Both produce the same SELECT id, name, email FROM users WHERE active = 1 ORDER BY name query. The ORM just writes it for you.

The Spectrum: It's Not Binary

It's not just "raw SQL" vs "full ORM" — there's a spectrum:

Level	Approach	Library Examples	You Write SQL?
1. Raw SQL	Strings + database driver	sqlite3, psycopg2, mysql-connector	Yes — full SQL
2. SQL builder / query builder	Python objects that compose SQL pieces	pypika, sqlbuilder	Partially — Python API, SQL output
3. Core SQL toolkit	Expression language that maps closely to SQL	SQLAlchemy Core, databases	Sort of — SQL-like Python expressions
4. Lightweight ORM	Thin models, minimal magic	Peewee, PonyORM, SQLModel	No — but you see the SQL shape
5. Full ORM	Models, relationships, identity map, unit of work	SQLAlchemy ORM, Django ORM, Tortoise	No — heavily abstracted

Many experienced developers land at levels 2–3: they want composable queries without the overhead and complexity of a full ORM.

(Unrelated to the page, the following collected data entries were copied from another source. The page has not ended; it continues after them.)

PR #1072, opened 2021-03-30
bug(query): precedenceExpression is not removed for child expressions

TanviBhavsar:
**Pull Request checklist**

- [x ] Tests for the changes have been added (for bug fixes / features) ?

**Current behavior :** 
`Second parameter to aggregate operator sum should be a vector, is instead PrecedenceExpression(InstantExpression(Some(some_metric),List(),None))`  is thrown for queries like sum((some_metric))

**New behavior :**
Extract inner expression for all such queries


prometheus/src/main/scala/filodb/prometheus/parse/Parser.scala
```diff
@@ -386,8 +386,9 @@ trait Expression extends Aggregates with Selector with Numeric with Join {
     }
 
   lazy val expression: PackratParser[Expression] =
-    binaryExpression | subqueryExpression | aggregateExpression2 | aggregateExpression1 |
-      function | unaryExpression | vector | numericalExpression | simpleSeries | precedenceExpression
+    binaryExpression | aggregateExpression2 | aggregateExpression1 |
+      function | unaryExpression | vector | numericalExpression | simpleSeries | precedenceExpression |
+      "(" ~> expression <~ ")"
```
vishramachandran, line 391: `subqueryExpression` got removed

TanviBhavsar: Ohh yes, missed it while rebasing. Thanks for letting me know!

prometheus/src/main/scala/filodb/prometheus/parse/Parser.scala
```diff
@@ -387,7 +387,8 @@ trait Expression extends Aggregates with Selector with Numeric with Join {
 
   lazy val expression: PackratParser[Expression] =
     binaryExpression | subqueryExpression | aggregateExpression2 | aggregateExpression1 |
-      function | unaryExpression | vector | numericalExpression | simpleSeries | precedenceExpression
+      function | unaryExpression | vector | numericalExpression | simpleSeries | precedenceExpression |
+      "(" ~> expression <~ ")"
```
broneill, line 391: What does this magic syntax mean?

TanviBhavsar: It is for queries like `(sum(some_metric))`

broneill: I mean, the magic "~>" and "<~" symbols. What do they mean?

TanviBhavsar: According to parsing.combinator, `p ~> q succeeds if `p` succeeds and `q` succeeds on the input  left over by `p`. `q` gets executed only if p is true and it returns result of q. Similarly `p <~ q` returns the result of p on success

https://github.com/scala/scala-parser-combinators/blob/2e43707531264ef30d0a623c5189939ff54841ca/shared/src/main/scala/scala/util/parsing/combinator/Parsers.scala#L307

broneill: 👍

broneill (approved):

sherali42 (approved):

PR #1074, opened 2021-04-01
bug(query):  remove BinaryExpression validation from constructor and assign precedence to LHS 

TanviBhavsar:
**Pull Request checklist**

**Current behavior :** 
`count((some_metric / 300) >= 1 ) or vector(0)`

- Since precedence is assigned after parsing is done above  query throws `comparisons between scalars must use BOOL modifier` when BinaryExpression is created
- In the above query, LHS is not assigned precedence

**New behavior:**

-  BinaryExpression validation is done after object is created
- In a BinaryExpression, precedence is assigned to LHS also to handle nested Binary Expression's as above


prometheus/src/main/scala/filodb/prometheus/parse/Parser.scala
```diff
@@ -485,7 +485,7 @@ object Parser extends Expression {
       case f: Function             => f.copy(allParams = f.allParams.map(assignPrecedence(_)))
       case a: AggregateExpression  => a.copy(params = a.params.map(assignPrecedence(_)), altFunctionParams = a.
                                      altFunctionParams.map(assignPrecedence(_)))
-      case b: BinaryExpression     => assignPrecedence(b.lhs, b.operator, b.vectorMatch, b.rhs)
+      case b: BinaryExpression     => assignPrecedence(assignPrecedence(b.lhs), b.operator, b.vectorMatch, b.rhs)
```
vishramachandran, line 488: No need to assign precedence to RHS ?

vishramachandran (approved):
approved with comment.

prometheus/src/main/scala/filodb/prometheus/parse/Parser.scala
TanviBhavsar: It is assigned in `assignPrecedence` function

Why Many Python Projects Use ORMs Instead of Raw SQL

You're right that SQL is powerful and useful — it absolutely is. SQL has been around since the 1970s, is standardised (like POSIX for databases), and is the most widely used language for data. The reason many Python projects reach for ORMs isn't that SQL is bad — it's about managing complexity at scale:

1. Boilerplate and repetition

CRUD operations (Create, Read, Update, Delete) are repetitive in raw SQL. For every table you need INSERT, SELECT, UPDATE, DELETE statements, parameterized correctly, with result-set parsing. ORMs generate all of this from a model definition.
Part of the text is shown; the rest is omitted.